Sun Feb 20 2022 (1 year ago)
Engineer by mistake!
I am a software engineer by passion
The aim of building a sleep function is to allow the program to wait for a specified amount of time before executing the next line. The sleep function has many use cases, as you want to execute another service if the previous service takes more time, etc.
JavaScript always provides a way to wait at some line number before moving on to the next line using async/await
. We'll also use the same concept.
Think what
await
does.
Consider the below code
async function test(){
console.log("Before await");
await someService(..);
console.log("After await");
}
If you are familiar with async/await
, then you might have guessed that the above code will first log Before await
. Then it'll wait for the promise returned by someService
to resolve/reject. Then it'll log After await
.
So, await
wait for the promise to either resolve or reject.
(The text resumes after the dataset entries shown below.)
PR #659, opened 2017-12-20
formatted xml files

akshitdewan:
removed help file from pr altogether, as it always seems to download with very different code

PR #660, opened 2017-12-21
xml version updating

akshitdewan:


xwiki-platform-core/xwiki-platform-index/xwiki-platform-index-ui/src/main/resources/XWiki/Treeview.xml
```diff
@@ -1,5 +1,4 @@
 <?xml version="1.0" encoding="UTF-8"?>
-
```
tmortagne: Please execute `mvn xar:format` twice.

tmortagne:

Enygma2002:
@tmortagne:There were some problems with this PR:
* 5 pages were already included in the previous PR https://github.com/xwiki/xwiki-platform/pull/659/files.
* there are changes on translation pages (other than the default language)
* there are changes on date fields

IMO, we should revert this PR as well and allow @akshitdewan to redo it.

akshitdewan:
@Enygma2002 my apologies, I undid those 5 pages here because I forgot to make a new branch but they seem to have reappeared somehow. Nonetheless, it shouldn't affect anything because they are both merged right? Also, should I not be changing any translation pages? the bulk of the next PR is also translation pages. Finally, what is the point of excluding the update dates since it was, in fact, updated on this new date?

PR #665, opened 2017-12-23
XWiki-12180 : ScriptMimeMessage#addPart should support BodyPart

akshitdewan:
I'm not completely sure if this is the way you wanted it, let me know what you were looking for.

### DIFF
--- a/xwiki-platform-core/xwiki-platform-mail/xwiki-platform-mail-send/xwiki-platform-mail-send-default/src/main/java/org/xwiki/mail/script/ScriptMimeMessage.java
+++ b/xwiki-platform-core/xwiki-platform-mail/xwiki-platform-mail-send/xwiki-platform-mail-send-default/src/main/java/org/xwiki/mail/script/ScriptMimeMessage.java
@@ -101,8 +101,8 @@ public class ScriptMimeMessage extends ExtendedMimeMessage
      * @return the Mime Body Part object that was added. Returning it allows script to make modifications to that body
      *         part after it's been set (get/set some headers, etc)
      * @param mimeType the mime type of the content parameter
-     * @param content the content to include in the mail. The type depends on the mimetype. For example for a mime type
-     *        of {@code text/plain} or {@code text/html}, the content should be a String, for a mime type of
+     * @param content the content to include in the mail. The type depends on the mimetype. For example for a mime 
+     *        type of {@code text/plain} or {@code text/html}, the content should be a String, for a mime type of
      *        {@code xwiki/template} it should be a {@link org.xwiki.model.reference.DocumentReference}, etc. Also
      *        accepts a {@link BodyPart} object, in which case, the mime type is not used.
      */
@@ -117,13 +117,13 @@ public class ScriptMimeMessage extends ExtendedMimeMessage
      * @return the Mime Body Part object that was added. Returning it allows script to make modifications to that body
      *         part after it's been set (get/set some headers, etc)
      * @param mimeType the mime type of the content parameter
-     * @param content the content to include in the mail. The type depends on the mimetype. For example for a mime type
-     *        of {@code text/plain} or {@code text/html}, the content should be a String, for a mime type of
+     * @param content the content to include in the mail. The type depends on the mimetype. For example for a mime 
+     *        type of {@code text/plain} or {@code text/html}, the content should be a String, for a mime type of
      *        {@code xwiki/template} it should be a {@link org.xwiki.model.reference.DocumentReference}, etc. Also
      *        accepts a {@link BodyPart} object, in which case, the mime type and parameters are not used.
      * @param parameters the list of extra parameters. This is used for example to pass alternate content for the mail
-     *        using the {@code alternate} key in the HTML Mime Body Part Factory. Mail headers can also be passed
-     *        using the {@code headers} key with a {@code Map&lt;String, String&gt;} value containing header keys
+     *        using the {@code alternate} key in the HTML Mime Body Part Factory. Mail headers can also be passed using 
+     *        the {@code headers} key with a {@code Map&lt;String, String&gt;} value containing header keys
      *        and values.
      */
     public BodyPart addPart(String mimeType, Object content, Map<String, Object> parameters)
--- a/xwiki-platform-core/xwiki-platform-mail/xwiki-platform-mail-send/xwiki-platform-mail-send-default/src/main/java/org/xwiki/mail/script/ScriptMimeMessage.java
+++ b/xwiki-platform-core/xwiki-platform-mail/xwiki-platform-mail-send/xwiki-platform-mail-send-default/src/main/java/org/xwiki/mail/script/ScriptMimeMessage.java
@@ -101,10 +101,10 @@ public class ScriptMimeMessage extends ExtendedMimeMessage
      * @return the Mime Body Part object that was added. Returning it allows script to make modifications to that body
      *         part after it's been set (get/set some headers, etc)
      * @param mimeType the mime type of the content parameter
-     * @param content the content to include in the mail. The type depends on the mimetype. For example for a mime 
+     * @param content the content to include in the mail. The type depends on the mimetype. For example for a mime
      *        type of {@code text/plain} or {@code text/html}, the content should be a String, for a mime type of
-     *        {@code xwiki/template} it should be a {@link org.xwiki.model.reference.DocumentReference}, etc. Also
-     *        accepts a {@link BodyPart} object, in which case, the mime type is not used.
+     *        {@code xwiki/template} it should be a {@link org.xwiki.model.reference.DocumentReference}, etc.
+     *        Also accepts a {@link BodyPart} object, in which case, the mime type is not used.
      */
     public BodyPart addPart(String mimeType, Object content)
     {
@@ -117,10 +117,10 @@ public class ScriptMimeMessage extends ExtendedMimeMessage
      * @return the Mime Body Part object that was added. Returning it allows script to make modifications to that body
      *         part after it's been set (get/set some headers, etc)
      * @param mimeType the mime type of the content parameter
-     * @param content the content to include in the mail. The type depends on the mimetype. For example for a mime 
+     * @param content the content to include in the mail. The type depends on the mimetype. For example for a mime
      *        type of {@code text/plain} or {@code text/html}, the content should be a String, for a mime type of
-     *        {@code xwiki/template} it should be a {@link org.xwiki.model.reference.DocumentReference}, etc. Also
-     *        accepts a {@link BodyPart} object, in which case, the mime type and parameters are not used.
+     *        {@code xwiki/template} it should be a {@link org.xwiki.model.reference.DocumentReference}, etc. 
+     *        Also accepts a {@link BodyPart} object, in which case, the mime type and parameters are not used.
      * @param parameters the list of extra parameters. This is used for example to pass alternate content for the mail
      *        using the {@code alternate} key in the HTML Mime Body Part Factory. Mail headers can also be passed using 
      *        the {@code headers} key with a {@code Map&lt;String, String&gt;} value containing header keys
--- a/xwiki-platform-core/xwiki-platform-mail/xwiki-platform-mail-send/xwiki-platform-mail-send-default/src/main/java/org/xwiki/mail/script/ScriptMimeMessage.java
+++ b/xwiki-platform-core/xwiki-platform-mail/xwiki-platform-mail-send/xwiki-platform-mail-send-default/src/main/java/org/xwiki/mail/script/ScriptMimeMessage.java
@@ -85,7 +85,7 @@ public class ScriptMimeMessage extends ExtendedMimeMessage
      * Add some content to the mail to be sent. Can be called several times to add different content type to the mail.
      *
      * @param bodyPart a {@link BodyPart} object to include in the mail
-     * @since 10.0-SNAPSHOT
+     * @since 10.0RC1
      */
     @Unstable
     public void addPart(BodyPart bodyPart)
--- a/xwiki-platform-core/xwiki-platform-mail/xwiki-platform-mail-send/xwiki-platform-mail-send-default/src/main/java/org/xwiki/mail/script/ScriptMimeMessage.java
+++ b/xwiki-platform-core/xwiki-platform-mail/xwiki-platform-mail-send/xwiki-platform-mail-send-default/src/main/java/org/xwiki/mail/script/ScriptMimeMessage.java
@@ -87,7 +87,7 @@ public class ScriptMimeMessage extends ExtendedMimeMessage
      * @return the Mime Body Part object that was added. Returning it allows script to make modifications to that body
      *         part after it's been set (get/set some headers, etc)
      * @param bodyPart a {@link BodyPart} object to include in the mail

Why not we can use this concept to build a sleep function, which will return a promise and resolve after specified amount of time.
// ms => milliseconds
function sleep(ms) {
// create and return a Promise
return new Promise((resolve) => {
// resolve the Promise after specified amount of time(ms)
setTimeout(resolve, ms);
});
}
async function test() {
console.log("Before sleep() -> ", new Date().toLocaleTimeString());
await sleep(1000); // wait for resolve to be called.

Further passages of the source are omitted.